With uncanny coordination, they dive at the same instant, one for each eye. My right hand snags one, but the other feints, swerves, then streaks for my ear!
Damn, it hurts, burrowing inside!
“Give me a few secs,” the orange guy says, fiddling controls. “I’m used to inspecting raw blanks. Got to cancel interference from your imprinted soul-field.”
Slapping the side of my head … I stop when a voice abruptly explodes from within, booming like a wakened god.
“Hi, Albert. Calm down. It’s me. Pal.”
“P-Pal?”
Stunned, I lower my hand. Can the bug hear me when I speak aloud? “But what—”
“You’re in big trouble, dittolad. But I’ve got your location. I’m heading there now, with one of your greens. We’ll get you out of this mess.”
“What mess?” I demand. “Do you know what’s going on?”
“I’ll explain shortly. Just don’t do anything!”
The tech glances up from his station.
“Did you say something? We’re almost ready here.”
“I’m just getting a diagnostic scan,” I tell the bug in my ear. “Right here by one of the assembly—”

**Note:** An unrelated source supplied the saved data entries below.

PR #2809, opened 2021-07-12
3133 unfpa marshall islands missing

billli0:
### Issue #:
[#3133](https://github.com/beyondessential/tupaia-backlog/issues/3133)
### Changes:
~Add relations in `ancestor_descendant_relation` for Marshall Island `facilties->district`, `facilties->country`, and `facilties->project` levels.~

Add relations in `entity_relation` for Marshall Island `facilties->district` level.


packages/database/src/migrations/20210709031533-UnfpaMarshallIslandsMissing-modifies-data.js
```diff
@@ -0,0 +1,74 @@
...
+    await db.runSql(`
+    SELECT * from entity 
+    WHERE country_code = 'MH' AND "type" = 'facility'; 
+ `)
+  ).rows;
+
+  for (const facility of facilities) {
+    const { parent_id: ancestorId, id: descendantId } = facility;
+    // console.log(facility);
+    await insertObject(db, 'ancestor_descendant_relation', {
```
rohan-bes, line 42: Hmmm I think this might not be the right approach here. I think we actually automatically build up the `ancestor_descendant_relation` table via the `EntityHierarchyCacher`. It gets built from the `entity_relation` table, which is where we want to be adding the entities to. A good example to draw from would be: `tupaia/packages/database/src/migrations/20210615072057-UpdateUnfpaNonCanonicalRelations-modifies-data.js`

rohan-bes (changes requested):
I think the correct way to ensure that the relations are built correctly is to add them to the `entity_relation` table and let the meditrak-server automatically build up the `ancestor_descendant_relation` table.

Looking at this issue though, I think it's possible it may have been introduced here: 20210615072057-UpdateUnfpaNonCanonicalRelations-modifies-data.js
Might be worth checking with @nick-beyondessential on it? I think the issue is caused because there are no explicit relations defined between the districts and facilities for Marshall Islands. However it's possible there may be other countries that have a similar issue as well?

Btw the meditrak-server is responsible for handling the buiding of the `ancestor_descendant_relation` table so you may want it running in the background while you run this migration?

packages/database/src/migrations/20210709031533-UnfpaMarshallIslandsMissing-modifies-data.js
nick-beyondessential: eek - I think you are correct @rohan-bes looks like Marshall Islands got missed. And yes should be updating entity_relation not ancestor_descendant_relation.

rohan-bes: Not your fault @nick-beyondessential I think it's a very easy mistake to make. The canonical hierarchy for UNFPA goes country->district->facility, which is the same hierarchy that Marshall Islands uses. However, since the relations at generation distance 2 have some entity_relations defined for other countries, it stop using the canonical hierarchy for that generation. I think we should be pretty wary of how we talk about relations within hierarchies, since often we talk about type->type relations (eg. country->district) but the caching logic just relations on distance relations...

Personally I'd love if we just made the call to do away with canonical hierarchies all together, and had to have explicit entity_relations defined for everything... I know it would blow up the table size, but the hybrid model confuses me quite often!

billli0:
@rohan-bes Do I need to do anything to build up the `ancestor_descendant_relation` after adding to `entity_relation`?

rohan-bes (approved):
Nice, LGTM!

PR #2810, opened 2021-07-12
3000: E2E lesmis config 

sepidehdd:
### Changes:

-  adding Lesmis visuals to E2E config

### DIFF
--- a/packages/web-frontend/cypress/config/dashboardReportUrls/default.json
+++ b/packages/web-frontend/cypress/config/dashboardReportUrls/default.json
@@ -1,5 +1,231 @@
 [
   {
+    "code": "LESMIS_repetition_rate_primary_district",
+    "project": "laos_schools",
+    "orgUnit": "LA_Phouvong District",
+    "dashboardGroup": "Student Outcomes",
+    "startDate": "2021-01-01",
+    "endDate": "2021-12-31"
+  },
+  {
+    "code": "LESMIS_repetition_rate_lowerSecondary_district",
+    "project": "laos_schools",
+    "orgUnit": "LA_Phouvong District",
+    "dashboardGroup": "Student Outcomes",
+    "startDate": "2021-01-01",
+    "endDate": "2021-12-31"
+  },
+  {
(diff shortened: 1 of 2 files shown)


packages/web-frontend/cypress/config/dashboardReportUrls/default.json
```diff
@@ -1,4 +1,230 @@
 [
+  {
+    "code": "LESMIS_repetition_rate_primary_district",
```
kael89, line 3: The urls are currently sorted by `code`. I believe it would be beneficial if we maintain this sort order, could you move them further down the file?

kael89 (changes requested):
Hi @sepidehdd , great work adding the new config! 👏 

One small changed requested (see my comment).

Also, a question for you: those reports were added in the `default.json` config (which will be the base config we'll use when running our usual regression tests. Do you think that all these new Lesmis reports should be included? Or should we just test a part of them? I don't have an answer to that, happy either way - but it's good to make that decision.

Also, I suggest creating a new `lesmis.json` config file and copy/paste the new reports there, in case we want to test only Lesmis reports for whatever reason.

sepidehdd:
Thanks Kostas for your review, to answer your question I think lets keep them all for E2E since they are the subset of Lesmis visualizations (we only included the dashboard reports with dashboardgroupID required as "No")

also I will create a lesmis.json file shortly.

kael89:
> Thanks Kostas for your review, to answer your question I think lets keep them all for E2E since they are the subset of Lesmis visualizations (we only included the dashboard reports with dashboardgroupID required as "No")
> 
> also I will create a lesmis.json file shortly.

Sounds great Sepi, thanks!!

kael89 (approved):
Looks great!

kael89:
Feel free to merge this when the latest [merge in dev](https://app.codeship.com/projects/379708/builds/54767b76-0574-4dda-8daf-c25aba35612e?step=pull_latest_into_ec2_reinstate_SSH_Private_Key_File) finishes @sepidehdd - please choose "Squash and merge" for this PR

PR #2811, opened 2021-07-12
2839 fix unfpa dashboards missing fiji

billli0:
### Issue #:
[#2839](https://github.com/beyondessential/tupaia-backlog/issues/2839)

### Changes:
apply logic from [this comment](https://github.com/beyondessential/tupaia-backlog/issues/2839#issuecomment-851087096)


packages/web-config-server/src/apiV1/dataBuilders/generic/percentage/percentagesOfValueCountsPerPeriod.js
```diff
@@ -16,7 +16,7 @@ const filterFacility = async (models, filterCriteria, analytics) => {
   const facilities = await models.facility.find({
     type: {
       comparator: filterCriteria.comparator,
-      comparisonValue: '1',
+      comparisonValue: '1%',
```
nick-beyondessential, line 19: Should work as long as we don't add more than 9 facility types. :thinking:

billli0: oh yeah @nick-beyondessential that's a good point. Not sure if that works with Tupaia but I will try `"type" similar to '(1|1.%)'`, which should handle more than 9 facility types.

nick-beyondessential: I wouldn't stress too much about it - not sure how likely it is.

billli0: Will keep that in mind.

nick-beyondessential (approved):
LGTM

PR #2812, opened 2021-07-12
Handle missing user sessions

tcaiger:
### Changes:

- clear session cookie from browser if the server can't find it in the db (in lesmis-server and server-boilerplate)
- add some error boundaries to lesmis to stop whole app crashing if there is a js error
- handle no data better in lesmis dashboard tab component

I also investigated psss and it is already handling the case of no session record in the db well by logging the user out completely.

---

### DIFF
--- a/packages/lesmis/src/components/MapOverlaysPanel/MapOverlaysPanel.js
+++ b/packages/lesmis/src/components/MapOverlaysPanel/MapOverlaysPanel.js
@@ -13,6 +13,7 @@ import { MapOverlayGroup } from './MapOverlayGroup';
 import { MapOverlaysLoader } from './MapOverlaysLoader';
 import { FlexStart } from '../Layout';
 import { MapOverlaysPanelContainer as Container } from './MapOverlaysPanelContainer';
+import { ErrorBoundary } from '../ErrorBoundary';
 
 const Header = styled.div`
   padding: 1.25rem 1.875rem 2rem;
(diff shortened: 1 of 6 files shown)


packages/lesmis/src/views/DashboardReportTabView.js
```diff
@@ -163,37 +163,36 @@ export const DashboardReportTabView = ({
       </StickyTabBarContainer>
       <DashboardSection ref={topRef}>
         <FetchLoader isLoading={isLoading} isError={isError} error={error}>
```
tcaiger, line 165: The only actual change here is chaning: `subDashboards &&
            subDashboards.map` to `subDashboards?.map`

packages/lesmis/src/components/MapOverlaysPanel/MapOverlaysPanel.js
```diff
@@ -69,35 +70,37 @@ export const MapOverlaysPanel = ({
   ]);
 
   return (
```
tcaiger, line 72: the only change here is wrapping everything with `ErrorBoundary`

tcaiger: The error boundary will show an error message if there are any unhandled errors further down the component tree rather than the whole app crashing.

EMcQ-BES (approved):
lgtm

PR #3796, opened 2022-03-23
RN-387: Improve entity hierarchy desktop styles

edmofro:
I noticed that the change to a full black entity hierarchy looked a bit wrong on desktop, so this changes it to have a more subtle background.


rohan-bes (approved):
Nice!

PR #3799, opened 2022-03-24
Update fields if data element existed

billli0:
Issue #:
RN-419

Changes:
Currently we block the update if code existed. If we can update the existing date elements in bulks, we can reuse the data elements for lesmis in the datalake and the existing reports.

### DIFF
--- a/packages/meditrak-server/src/apiV2/import/importDataSources/createDataSources.js
+++ b/packages/meditrak-server/src/apiV2/import/importDataSources/createDataSources.js
@@ -22,9 +22,9 @@ export async function createDataSources(transactingModels, dataSources) {
 
     const exsitingDataSource = await transactingModels.dataSource.find({ code });
     if (exsitingDataSource.length > 0) {
-      throw new ImportValidationError(`Data source code '${code}' already exists`, excelRowNumber);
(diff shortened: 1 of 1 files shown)


packages/meditrak-server/src/apiV2/import/importDataSources/createDataSources.js
```diff
@@ -22,9 +22,9 @@ export async function createDataSources(transactingModels, dataSources) {
 
     const exsitingDataSource = await transactingModels.dataSource.find({ code });
     if (exsitingDataSource.length > 0) {
-      throw new ImportValidationError(`Data source code '${code}' already exists`, excelRowNumber);
+      await transactingModels.dataSource.update({ code }, dataSource);
+    } else {
+      await transactingModels.dataSource.create(dataSource);
     }
```
billli0, line 28: Surprisingly found that code in data_source table is not unique. So we can't use .createOrUpdate(). I believe we can resolve this by Ethan's work on splitting data source table.

IgorNadj (approved):

billli0:
Sorry @Klaus-S I didn't mention on the card. We don't have to merge the latest dev since it will merge into prod.

PR #3800, opened 2022-03-24
Use the latest image, even on redeploy

edmofro:
This not only meant that if we deleted old images, we couldn't redeploy to servers based on those images, but _we weren't actually including the latest security patches on production_ 🤦


rohan-bes (approved):
LGTM, I'll test it and merge if it works 👍

PR #3803, opened 2022-03-25
Rn-410 display two different types of overlays separately 

billli0:
### Issue #:
RN-410 

### Changes:
1. Refactor `Map.js`, Each new components are all extracted from `Map.js`
2. Use `displayedMapOverlayCodes.map()` to avoid combining two overlays.


packages/web-frontend/src/containers/Map/Map.js
```diff
@@ -188,38 +133,11 @@ class MapComponent extends Component {
...
-        {displayedChildren?.map(area => (
-          <InteractivePolygon
-            area={area}
-            key={area.organisationUnitCode}
-            organisationUnitChildren={getChildren(area.organisationUnitCode)}
-            isChildArea
-            {...basicPropsForInteractivePolygon}
-          />
+        {displayedMapOverlayCodes.map(displayedMapOverlayCode => (
+          <DataVisualsLayer displayedMapOverlayCode={displayedMapOverlayCode} />
```
billli0, line 137: Instead of selecting/combining two sets of measure data and series, here we manage to handle it separately.

packages/web-frontend/src/containers/Map/DataVisualsLayer/DataVisualsLayer.js
```diff
@@ -0,0 +1,108 @@
+/*
```
IgorNadj, line 1: Thanks for doing this refactor, so much cleaner now! Great to break up big components into smaller ones.

Minor: I can guess at what the refactor is from the code change, but would be beneficial to name the commit something like "Refactor: extract Map marker and polygon rendering out into separate component", makes it easier to review. No need to change it this time though!

packages/web-frontend/src/containers/Map/Map.js
```diff
@@ -188,38 +135,21 @@ class MapComponent extends Component {
...
         <ZoomControl sidePanelWidth={sidePanelWidth} />
         <DemoLand />
-        {currentOrganisationUnit && organisationUnitIsArea(currentOrganisationUnit) && (
-          <InteractivePolygon
-            area={currentOrganisationUnit}
-            organisationUnitChildren={getChildren(currentOrganisationUnit.organisationUnitCode)}
-            isActive
-            {...basicPropsForInteractivePolygon}
-          />
+        {areMeasuresOnTheSameEntityLevel ? (
```
IgorNadj, line 138: Would be good to add a comment here for why we do this. It's not obvious to me why in the case of the visuals, all being on the same entity level is different.

IgorNadj (approved):
LGTM, one minor comment

packages/web-frontend/src/containers/Map/DataVisualsLayer/DataVisualsLayer.js
billli0: Good point. Can do better naming on the commit.

edmofro:
@billli0 is this one ready for a re-review?

billli0:
@edmofro It has been reviewed but it is testing failed. Need to fix it later. If it is urgent I can have a look now.

edmofro:
Not urgent but never great to leave it to go too stale, so whenever you next have a gap it would make sense to finish off :-)

billli0:
Agree, thanks for reminding!

PR #3807, opened 2022-03-28
Add underline as invalid chars in branch name

billli0:
### Issue #:
Underline in branch name will fail to tear down an instance.


edmofro (approved):
Thanks for adding the rule!

PR #3814, opened 2022-03-29
RN-439: Entity list performance optimisations

edmofro:
### Issue #:
- RN-439

### Changes:
There are two optimisations here:
- Search the entity list locally within the component, so that we don't have to run the permissions check every time we search from the db (which was the longest part)
- Don't render all of the entities, instead limit it to the first 100 results. This is the key change which fixes the lag, but comes at the expense of not all entities showing up when you first hit the entity menu, so users will have to type in a search term if their entity doesn't appear after scrolling. Ideally we should indicate this somehow, but for a quick fix I think it's good enough


rohan-bes (approved):
Nice changes! Thanks for picking this up 🙏 

Initially when I looked at the code I was most scared by the hefty looking sort function, but as always with react it seems things were more affected by the number of components rendered 😅 

Couple of things to note:
1. I couldn't comment here since it's outside the PR scope, but reducing the `initialNumToRender` on the `FlatList` component might be good. Accord to their docs, it should be '[enough to fill a screen but not much more](https://reactnative.dev/docs/flatlist#initialnumtorender)'
2. We can probably implement something for the [onEndReached](https://reactnative.dev/docs/flatlist#onendreached) or similar to get scroll loading functionality working so that users can see all entities if they keep scrolling (not now but in the next release?)

edmofro:
@rohan-bes thanks for pushing this through the deployment process - that's harder than fixing the bug!

> 1. I couldn't comment here since it's outside the PR scope, but reducing the `initialNumToRender` on the `FlatList` component might be good. Accord to their docs, it should be '[enough to fill a screen but not much more](https://reactnative.dev/docs/flatlist#initialnumtorender)'

I actually played around with some of the parameters here, and despite making changes, it still seemed to be rendering all (or at least absolutely loads) of the rows - i.e. it was calling the `renderEntityCell` function with thousands of different ids, no matter what parameters I set.

> 2. We can probably implement something for the [onEndReached](https://reactnative.dev/docs/flatlist#onendreached) or similar to get scroll loading functionality working so that users can see all entities if they keep scrolling (not now but in the next release?)

That's a great idea!

PR #3815, opened 2022-03-29
MAUI-697: Fix end date offset

chris-pollard:
### Changes:
- Add now function in Utils package
- End date defaults to now
- Offset start date from 'today' in new 'from' param


packages/report-server/src/__tests__/reportBuilder/query/QueryBuilder.test.ts
```diff
@@ -82,23 +82,33 @@ describe('QueryBuilder', () => {
...
-    endDate: '2020-12-31',
+    endDate: '2020-12-15',
     ...input,
   });
 
   const getPeriodString = (
     [startYear, startMonth]: [number, number],
     [endYear, endMonth]: [number, number],
+    endDay?: number,
+    startDay?: number,
```
rohan-bes, line 95: Personally I'd prefer to use this syntax, which allows passing an array of numbers of length 1,2, or 3
```suggestion
    [startYear, startMonth, startDay]: [number, number?, number?],
    [endYear, endMonth, endDay]: [number, number?, number?],
```

However it has one drawback which seems like a bug in Typescript to me tbh. It treats the type of `startMonth` and `startDay` as `number` when  really they should be `number | undefined` imo... It's fine cos we can just manually check for them in the function but still...

packages/report-server/src/__tests__/reportBuilder/query/QueryBuilder.test.ts
```diff
@@ -82,23 +82,33 @@ describe('QueryBuilder', () => {
...
   ) => {
     const periods = [];
 
     for (let year = startYear; year <= endYear; year++) {
       const currentStartMonth = year === startYear ? startMonth : 1;
       const currentEndMonth = year === endYear ? endMonth : 12;
       for (let month = currentStartMonth; month <= currentEndMonth; month++) {
-        periods.push(`${year}${month.toString().padStart(2, '0')}`);
+        if (month === currentEndMonth && year === endYear && endDay) {
+          for (let day = startDay || 1; day <= endDay; day++) {
```
rohan-bes, line 104: Just be a tad careful using the `||` operator here. If `startDay` were `0` then it'd still result it in being `1` here. While that works fine in this specific code so I guess its fine it is always a bit surprising 😮 Falsey behaviour is a bit risky

rohan-bes (changes requested):
Great stuff @chris-pollard ! Main thing is that we can probably do something different with the `getDefaultPeriod()` thing given it's nowhere else (maybe double check me on that) and just a couple small things. Love it 🎉

packages/utils/src/period/getDefaultPeriod.js
```diff
@@ -11,12 +11,12 @@ export const EARLIEST_DATA_DATE = utcMoment(EARLIEST_DATA_DATE_STRING);
...
 
 // Assemble a default date range using monthly granularity.
-export const getDefaultPeriod = () => {
+export const getDefaultPeriod = (granularity = 'month') => {
   const minimumStartDate = utcMoment().subtract(MAXIMUM_MONTHS_TO_LOOK_BACK, 'month');
   const startDateToUse =
     EARLIEST_DATA_DATE > minimumStartDate ? EARLIEST_DATA_DATE : minimumStartDate;
   const startDate = startDateToUse.date(1);
-  const endDate = utcMoment().endOf('month');
+  const endDate = utcMoment().endOf(granularity);
```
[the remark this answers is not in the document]
chris-pollard: Ah, nice. That makes it a bit cleaner.

chris-pollard:
@rohan-bes I've updated the branch based on your suggestions. Could you please take a look? Thanks.

packages/utils/src/period/getDefaultPeriod.js
```diff
@@ -16,7 +16,7 @@ export const getDefaultPeriod = () => {
   const startDateToUse =
     EARLIEST_DATA_DATE > minimumStartDate ? EARLIEST_DATA_DATE : minimumStartDate;
   const startDate = startDateToUse.date(1);
-  const endDate = utcMoment().endOf('month');
+  const endDate = utcMoment();
```
rohan-bes, line 19: Nice! One small request, given that we've deviated from the `getDefaultPeriod()` behaviour in web-config-server, can we add a comment either here or in that function explaining the difference. I think it's pretty easy for people to get confused otherwise 👍 

Even better could add a `@deprecated` [jsdoc](https://jsdoc.app/tags-deprecated.html) to the one in web-config-server!

packages/report-server/src/__tests__/reportBuilder/query/QueryBuilder.test.ts
```diff
@@ -82,23 +82,31 @@ describe('QueryBuilder', () => {
...
-        periods.push(`${year}${month.toString().padStart(2, '0')}`);
+        if (month === currentEndMonth && year === endYear && endDay > 1) {
+          for (let day = startDay; day <= endDay; day++) {
+            periods.push(
+              `${year}${month.toString().padStart(2, '0')}${day.toString().padStart(2, '0')}`,
+            );
+          }
+        } else {
+          periods.push(`${year}${month.toString().padStart(2, '0')}`);
+        }
```
rohan-bes, line 109: I think maybe the logic here is not _quite_ right. What would happen if someone called: 
`getPeriodString([2020, 11, 13], [2020, 12, 14])`?

Happy to pair with ya on this if you want, though I'll give a bit of a hint and suggest that you may need to use [this](https://stackoverflow.com/questions/1184334/get-number-days-in-a-specified-month-using-javascript)

yarn.lock
```diff
@@ -5274,17 +5274,7 @@
...
-  resolved "https://registry.yarnpkg.com/@typescript-eslint/eslint-plugin/-/eslint-plugin-2.34.0.tgz#6f8ce8a46c7dea4a6f1d171d2bb8fbae6dac2be9"
-  integrity sha512-4zY3Z88rEE99+CNvTbXSyovv2z9PNOVffTWD2W8QF5s2prBQtwN2zadqERcrHpcR7O/+KMI3fcTAmUUhK/iQcQ==
-  dependencies:
-    "@typescript-eslint/experimental-utils" "2.34.0"
-    functional-red-black-tree "^1.0.1"
-    regexpp "^3.0.0"
-    tsutils "^3.17.1"
-
-"@typescript-eslint/eslint-plugin@^4.18.0", "@typescript-eslint/eslint-plugin@^4.5.0":
+"@typescript-eslint/eslint-plugin@^2.25.0", "@typescript-eslint/eslint-plugin@^4.18.0", "@typescript-eslint/eslint-plugin@^4.5.0":
```
rohan-bes, line 5277: Kinda surprised to see this change honestly... But think it seems fine?

rohan-bes (changes requested):
Just a small request to fix up the test logic a bit. If you want to get this in asap feel free to bug me and I'll help ya with it 👍

yarn.lock
chris-pollard: I'm not sure how that came in, but if you think it's ok.

chris-pollard:
@rohan-bes I've reworked the getPeriodString function in the test suite. It's pretty bloated but it works. Would appreciate any refactoring tips.

chris-pollard:
@rohan-bes I think this reads a bit better. Let me know there's anything to adjust, cheers.

rohan-bes (approved):
Nice one! Great stuff @chris-pollard !! And thanks for being so patient with the review comments

Btw have you tried and tested this with the Tonga vizes? Did they end up needing anything for the timezone? (Can be a separate PR if they do)

PR #3817, opened 2022-03-30
MAUI-685: Change Single Value Data Colour

chris-pollard:
### Changes:

- Add use of config 'dataColor' for Single Value dashboard items, which changes the text color of the data.

### DIFF
--- a/packages/web-frontend/src/components/View/SingleValueWrapper.js
+++ b/packages/web-frontend/src/components/View/SingleValueWrapper.js
@@ -1,57 +1,46 @@
-/**
- * Tupaia Web
- * Copyright (c) 2019 Beyond Essential Systems Pty Ltd.
- * This source code is licensed under the AGPL-3.0 license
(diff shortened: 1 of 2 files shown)


tcaiger (changes requested):
Hey Crispy,  the change is technically correct but I'm going to be really annoying here and request that we take the chance to bring this component up to scratch with the modern conventions of the code base. It's quite an old component so there are lots of small changes. I have put them in [another PR](https://github.com/beyondessential/tupaia/pull/3821) to hopefully make it clearer. Please have a look and let me know if you have any questions or if you disagree with any of the suggestions. Also I didn't test my changes locally so if you end up agreeing with them, we'll need to test it as well.

chris-pollard:
@tcaiger the refactoring looks good, and it's working in my local. Do you want to merge into this branch?

tcaiger (approved):
Great - yep thanks for merging. Cheers

PR #3818, opened 2022-03-30
Hotfix: RN-440 - Fix IOS builds in AppCenter

rohan-bes:
### Issue RN-440:

Seems like IOS builds have been failing in AppCenter for the past couple months 😅 I think it's caused by this [bug in the AppCenter SDK](https://githubhot.com/repo/microsoft/appcenter-sdk-react-native/issues/955)

Fix was just to bump the AppCenter version to explicitly `^4.4.3` and the builds seem to be passing now


billli0 (approved):
LGTM. Thanks for the fix!

PR #3820, opened 2022-03-31
Maui-717: map entity type id to name

chris-pollard:
### Changes:
- Add function to parse analytics data, changing entity type responses from id to code.


edmofro:
We can close this right @chris-pollard? I believe the code to make it work has already made its way to master?

chris-pollard:
yes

“Don’t do that!” Pal’s voice bellows. “Whatever you’re carrying may be primed to go off when you pass a security scanner.”
“But I already pass
ed through one, at the main entrance—”
“Then a second scan may be the activation signal.”
Abruptly, it makes sense. If Gineen and Irene planted something deadly in me, they’d maximize damage by delaying ignition, either with a timer or by setting it to go off when I pass a second scan, somewhere deep inside … say upon entering the research wing, which I almost did just minutes ago.
“Stop!” I cry — as the technician pulls a switch.
… things … happening very fast …
… apply surge energy … shift subjective time … trade lifespan for rapid thoughts.
Darting aside to escape the beam, I can already tell it’s too late. The scan-tingle hits me. The bulge in my side reacts. I brace for an explosion.
“Say, you’re right!” the technician says. “There is something inside, but — where are you going?”
Running now. A blur of surge action.
It’s not a simple bomb, or I’d be a billion flaming pieces now. But something’s churning within me and I don’t like it a bit.
Pal’s bug writhes in my ear.
“Head for the loading dock!” it shouts. “We’ll meet you there.”
Ahead, beyond giant machines ship-wrapping ditto blanks in airgel cocoons, I glimpse truck headlights moving through the lowering night. Picturing the anthill mound of UK HQ, I dare hope — If I can just get outside, will that foil the maestra’s plan? Outdoor explosions do less harm.
But it’s not a bomb. I sense fizzing heat. The scan set off complex chemical reactions. Programmed synthesis, perhaps manufacturing a tailored nanoparasite or destroyer prion. Running outside might spare UK only to put the city in peril!
Pal shouts in my ear to turn left. So I do.
I can feel the wall cameras, their passive eyes recording. No time to stop and shout my innocence — I didn’t know! Only actions can speak for Albert Morris now. To keep him out of jail, I kick in my reserves.
Ahead, the loading docks. Gel-wrapped ditto blanks slide into pneumatic tubes, departing for distant customers with a sucking whoosh. Giant forklifts — huffing and puffing — haul larger models onto trucks.